Copy every record that appears below, exactly as it stands.

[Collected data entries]
- Opening Delimiter -
PR #549, opened 2018-06-20
Prevent unexpected behaviour when using new manage on old EB

jorissteyn:
Before manage 2.0.18, consent should be disabled for all service
providers listed in 'disable_consent_connections'. Starting from the
new version of manage, the objects listed contain a type indicating
default, minimal or no consent.

In order to prevent unexpected behaviour when configuring default or
minimal consent in manage, we now check if the type is present and if
so, read the value to see if it's set to 'no_consent'.

### DIFF
--- a/src/OpenConext/EngineBlock/Metadata/Entity/Assembler/JanusPushMetadataAssembler.php
+++ b/src/OpenConext/EngineBlock/Metadata/Entity/Assembler/JanusPushMetadataAssembler.php
@@ -411,13 +411,21 @@ class JanusPushMetadataAssembler
             return array();
         }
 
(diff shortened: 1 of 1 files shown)


jorissteyn:
@thijskh do you expect to use manage >=2.0.18 on EB 5.6? We could backport this.

MKodde:
For future reference, I've described this feature in the consent types Pivotal story. See: https://www.pivotaltracker.com/story/show/158145547/comments/190919225

thijskh:
@jorissteyn We are going to use the newer manage with EB 5.6 for a short while but can live with the consent gotcha for that time.

PR #551, opened 2018-06-20
Log the workflow state to the auth logs

MKodde:
The workflow state of the SP was chosen to serve as the log value. This
value should always be the same for the IdP. The state is stored in the
'workflow_state' key of the log context.

See: https://www.pivotaltracker.com/story/show/158283204

To test this in the dev vm. Tail  `/var/log/messages` grepping on `EBAUTH`. After authentication you should receive something like:

```
Jun 20 14:53:23 apps EBAUTH[5365]: {"channel":"authentication","level":"INFO","message":"login granted","context":{"login_stamp":"2018-06-20T14:53:23+02:00","user_id":"urn:collab:person:example.com:admin","sp_entity_id":"https:\/\/teams.vm.openconext.org\/shibboleth","idp_entity_id":"http:\/\/mock-idp","key_id":null,"proxied_sp_entity_ids":[],"workflow_state":"prodaccepted"},"extra":{"session_id":"5Y53SRgSPB6yuv1N9UWoQpLjjF2","request_id":"5b2a4e42cdb83"}}
```

### DIFF
--- a/src/OpenConext/EngineBlock/Logger/AuthenticationLogger.php
+++ b/src/OpenConext/EngineBlock/Logger/AuthenticationLogger.php
@@ -31,6 +31,7 @@ class AuthenticationLogger
      * @param Entity         $identityProvider
      * @param CollabPersonId $collabPersonId
      * @param array          $proxiedServiceProviders
+     * @param string         $workflowState
      * @param KeyId|null     $keyId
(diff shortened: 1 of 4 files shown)


jorissteyn:
Fine work!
- Closing Delimiter -
Solution
PR #549, opened 2018-06-20
Prevent unexpected behaviour when using new manage on old EB

jorissteyn:
Before manage 2.0.18, consent should be disabled for all service
providers listed in 'disable_consent_connections'. Starting from the
new version of manage, the objects listed contain a type indicating
default, minimal or no consent.

In order to prevent unexpected behaviour when configuring default or
minimal consent in manage, we now check if the type is present and if
so, read the value to see if it's set to 'no_consent'.

### DIFF
--- a/src/OpenConext/EngineBlock/Metadata/Entity/Assembler/JanusPushMetadataAssembler.php
+++ b/src/OpenConext/EngineBlock/Metadata/Entity/Assembler/JanusPushMetadataAssembler.php
@@ -411,13 +411,21 @@ class JanusPushMetadataAssembler
             return array();
         }
 
(diff shortened: 1 of 1 files shown)


jorissteyn:
@thijskh do you expect to use manage >=2.0.18 on EB 5.6? We could backport this.

MKodde:
For future reference, I've described this feature in the consent types Pivotal story. See: https://www.pivotaltracker.com/story/show/158145547/comments/190919225

thijskh:
@jorissteyn We are going to use the newer manage with EB 5.6 for a short while but can live with the consent gotcha for that time.

PR #551, opened 2018-06-20
Log the workflow state to the auth logs

MKodde:
The workflow state of the SP was chosen to serve as the log value. This
value should always be the same for the IdP. The state is stored in the
'workflow_state' key of the log context.

See: https://www.pivotaltracker.com/story/show/158283204

To test this in the dev vm. Tail  `/var/log/messages` grepping on `EBAUTH`. After authentication you should receive something like:

```
Jun 20 14:53:23 apps EBAUTH[5365]: {"channel":"authentication","level":"INFO","message":"login granted","context":{"login_stamp":"2018-06-20T14:53:23+02:00","user_id":"urn:collab:person:example.com:admin","sp_entity_id":"https:\/\/teams.vm.openconext.org\/shibboleth","idp_entity_id":"http:\/\/mock-idp","key_id":null,"proxied_sp_entity_ids":[],"workflow_state":"prodaccepted"},"extra":{"session_id":"5Y53SRgSPB6yuv1N9UWoQpLjjF2","request_id":"5b2a4e42cdb83"}}
```

### DIFF
--- a/src/OpenConext/EngineBlock/Logger/AuthenticationLogger.php
+++ b/src/OpenConext/EngineBlock/Logger/AuthenticationLogger.php
@@ -31,6 +31,7 @@ class AuthenticationLogger
      * @param Entity         $identityProvider
      * @param CollabPersonId $collabPersonId
      * @param array          $proxiedServiceProviders
+     * @param string         $workflowState
      * @param KeyId|null     $keyId
(diff shortened: 1 of 4 files shown)


jorissteyn:
Fine work!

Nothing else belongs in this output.